Tao Xiaoya, Chen Cheng, Li Yaochang, Qin Xinguang, Zhang Haizhi, Hu Yuanyuan, Liu Zhengqi, Guo Xiaoming, Liu Gang
Shenzhen Key Laboratory of Food Nutrition and Health, Institute for Innovative Development of Food Industry, Institute for Advanced Study, Shenzhen University, Shenzhen 518060, People's Republic of China.
College of Food Science and Engineering, Wuhan Polytechnic University, Wuhan 430023, People's Republic of China.

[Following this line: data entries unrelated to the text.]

Issue #1239, opened 2026-08-04
Poll for new commits, so an unreachable cluster still deploys


jw3329:
## The problem

Curie is self-hosted: adopters run it in their own cluster. Many of those clusters are not reachable from the internet.

Today a deploy is triggered only by a GitHub webhook — an inbound request. A cluster behind a firewall or NAT cannot receive one, so git-flow simply never fires and the adopter has no push-to-deploy at all.

|                        | cluster behind a firewall |
|------------------------|---------------------------|
| GitHub webhook → Curie | cannot reach it           |
| Actions POST → Curie   | cannot reach it           |
| **Curie → GitHub**     | **works — plain egress**  |

Outbound always works; inbound often does not.

## Prior art

Argo CD — the closest analogue, a controller in your cluster that reads repos — **polls by default** and treats webhooks as an optimization for installs that happen to be reachable. Flux does the same. This is the settled answer for the shape Curie is.

## Shape

- A loop that, per agent's bound repository, asks GitHub for the current sha of the branches `deploy.yaml` names, and runs the existing deploy path when it moves
- Reuse the credential resolver from ADR-0092 (`GitHubCredentials.token_for`) — no new auth
- The webhook stays as the fast path; polling is the floor, not a replacement
- Interval in values, off or generous by default so it costs nothing on a reachable install

## Worth deciding in the issue

Whether polling is per-agent or per-repository. Several agents share a repository (ADR-0091), so per-repository is one API call instead of N.

## Done when

An adopter whose cluster accepts no inbound traffic can push to `dev` and see the dev agent update, with no webhook configured.

jw3329:
Done in #1246.

`api.commitPollIntervalSeconds`, off by default. The API asks GitHub whether the branches each `deploy.yaml` names have moved, and runs the ordinary deploy when they have.

It reuses `gitflow.process_push` rather than reimplementing deploy, and supplies the config-derived `clone_url` — the same value the origin check compares against — so a polled deploy passes that check by construction, not coincidence.

Per repository rather than per agent, since several agents share one repository (ADR-0091) and per-agent polling would race N deploys of the same commit. A failing repository doesn't stop the others. A restart doesn't redeploy current HEAD.

Not enabled on the acme-bot cluster: its webhook reaches it, so polling would only add API calls.

PR #1279, opened 2026-08-04
Onboard a repository in one command

jw3329:
Standing up an agent repository meant one `cluster deploy` per target, plus a trip to GitHub's webhook settings. Forgetting a target leaves an agent that exists and never updates — a failure with no error attached to it.

```bash
curie cluster deploy --all-targets
```

Deploys every target `deploy.yaml` declares. **Dev before prod**, so a run that fails part-way leaves prod on its previous version rather than ahead of a dev that never landed — recoverable in one direction only.

## The webhook step is gone, not automated

I started building a `curie cluster onboard` that would create the GitHub webhook for you. Then I realised commit polling (#1239, merged) makes the webhook **optional entirely**:

```yaml
api:
  commitPollIntervalSeconds: 60
```

Removing a setup step beats automating one. And automating it would have meant either widening the App beyond `Contents: Read` — giving Curie standing permission to rewrite webhooks on every repo it can see — or handling the operator's own GitHub token. Neither is worth it for something polling makes unnecessary.

So onboarding is now: **write `deploy.yaml`, run one command.**

## No second YAML parser

The target list comes from a new `POST /deploy-targets/list`, not from parsing `deploy.yaml` in Rust. ADR-0089 put the parser in the API precisely so the CLI and the validator cannot disagree about where a deploy lands, and the schema notes the Rust YAML ecosystem has no maintained `serde_yaml` successor to depend on.

I nearly added one anyway — caught it before writing the dependency.

Both endpoints now share one `_parse`, with a test asserting they reject an invalid file *identically*, so a second parser cannot creep back in through the new endpoint:

```
test_list_and_resolve_agree_on_an_invalid_file
```

## Verification

```
10 passed   deploy-target endpoints
37 test binaries pass, 0 failures   (Rust)
ruff + mypy clean
```

Behaviour checked by running it:

```
--all-targets with --target  -> error: cannot be used with '--target <TARGET>'
--all-targets, no deploy.yaml -> Error: --all-targets needs a deploy.yaml in the
                                 bundle, but ./deploy.yaml could not be read
```

Both committed manifests regenerated (`cli/command-manifest.json`, `apps/ui/src/generated/commandManifest.ts`), and the new mirror structs declared in `cli/api-mirrors.json` for the field-parity gate.

Refs #1239

### DIFF
--- a/apps/api/openapi.json
+++ b/apps/api/openapi.json
@@ -1669,6 +1669,21 @@
         "title": "KillState",
         "type": "object"
       },
+      "ListedTargets": {
+        "description": "Every target a ``deploy.yaml`` declares, dev before prod.\n\nOrdered so a caller onboarding a repository deploys dev first. A run that\nfails part-way then leaves prod BEHIND rather than ahead of a dev that\nnever landed -- recoverable in one direction, not the other.",
+        "properties": {
+          "targets": {
+            "default": [],
+            "items": {
+              "$ref": "#/components/schemas/NamedTarget"
+            },
+            "title": "Targets",
+            "type": "array"
+          }
+        },
+        "title": "ListedTargets",
+        "type": "object"
+      },
       "LoadPackConfig": {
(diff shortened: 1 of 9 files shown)


TheConnMan:
@jw3329 please fix the gitleaks issue. Due to a bug in the scanner, your failure here is blocking all other PRs.

PR #1281, opened 2026-08-04
Declare the arm64 Linux binary, so v0.6.0 can publish

jw3329:
**The v0.6.0 release build failed** at its final step, so the tag exists but nothing was published:

```
ERROR: file(s) staged for release but not declared in integrity.py:
curie-aarch64-unknown-linux-gnu
```

The gate was right to fire. The `cli-binaries` matrix builds **three** targets, and the workflow already generates an SBOM per target — but `BINARY_ASSETS` listed two.

## Why this one matters

The missing binary is `aarch64-unknown-linux-gnu` — the CLI for **arm64 Linux**, which is what a k3s-on-Graviton install needs. A release that shipped without it would be unusable on exactly the cluster shape this platform is most often self-hosted on.

## A comment is not a mechanism

`BINARY_ASSETS` carried this:

```python
# The CLI targets built by the `cli-binaries` job. Keep in lockstep with its matrix.
```

The matrix gained a target; the tuple didn't. The mismatch surfaced only on a tag, at the very end, after every image had already been built and pushed.

So the fix is two parts:

1. **Add the target.**
2. **Assert the two agree**, reading the matrix out of `release.yaml` rather than restating it. Test fixtures now mirror `BINARY_ASSETS` for the same reason, instead of listing binaries a third time.

Falsified — deleting the target reproduces the release failure in 20ms instead of at the end of a tagged build:

```
E  built but not declared: ['aarch64-unknown-linux-gnu']
```

```
33 passed
```

## To actually ship v0.6.0

Merge this, then re-run the release workflow on the tag (or re-tag). Nothing else in the run failed — images and manifests all built.

### DIFF
--- a/release/integrity.py
+++ b/release/integrity.py
@@ -41,6 +41,7 @@ SBOM_SUFFIX = ".spdx.json"
 # The CLI targets built by the `cli-binaries` job. Keep in lockstep with its matrix.
 BINARY_ASSETS = (
     "curie-x86_64-unknown-linux-gnu",
+    "curie-aarch64-unknown-linux-gnu",
     "curie-aarch64-apple-darwin",
 )
 COMPOSE_ASSET = "compose.release.yaml"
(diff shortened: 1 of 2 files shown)


TheConnMan:
@jw3329 please don't merge this, I'm actively fixing this.

TheConnMan:
Duplicates #1280.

Int J Biol Macromol. 2023 Feb 28;229:1-10. doi: 10.1016/j.ijbiomac.2022.12.269. Epub 2022 Dec 29.
Protein-polysaccharide-polyphenol delivery systems function as a promising tool to deliver bioactive ingredients aiming to improve their solubility and bioavailability. In this study, whey protein isolate (WPI), short-chain inulin (SCI), and cyanidin-3-glucoside (C3G) were first used to stabilize Pickering emulsions. The physicochemical properties and stability of curcumin encapsulated or not in Pickering emulsions were explored. Results showed that glycosylation and C3G reduced surface and interfacial tension on protein surfaces and inhibited the aggregation of emulsion droplets, thereby reducing the emulsion's particle size. WPI-SCI/C3G stabilized Pickering emulsion had the best stability. The CLSM results showed that the WPI-SCI and WPI-SCI/C3G stabilized emulsions were uniformly dispersed, suggesting that glycosylation and the interaction between protein and C3G enhanced the adsorption capacity of the interfacial protein and improved the stability of the Pickering emulsion. The retention rates of curcumin-loaded WPI-SCI- (67.34 %) and WPI-SCI/C3G- (77.07 %) stabilized Pickering emulsions on day 8 of storage were higher than those in WPI- (33.97 %) and WPI/C3G- (37.02 %) stabilized emulsions, and the degradation half-life was also extended from 7 days to >15 days. These findings provide a theoretical basis for the application of WPI Pickering emulsion and indicate a useful means for the delivery of bioactive components.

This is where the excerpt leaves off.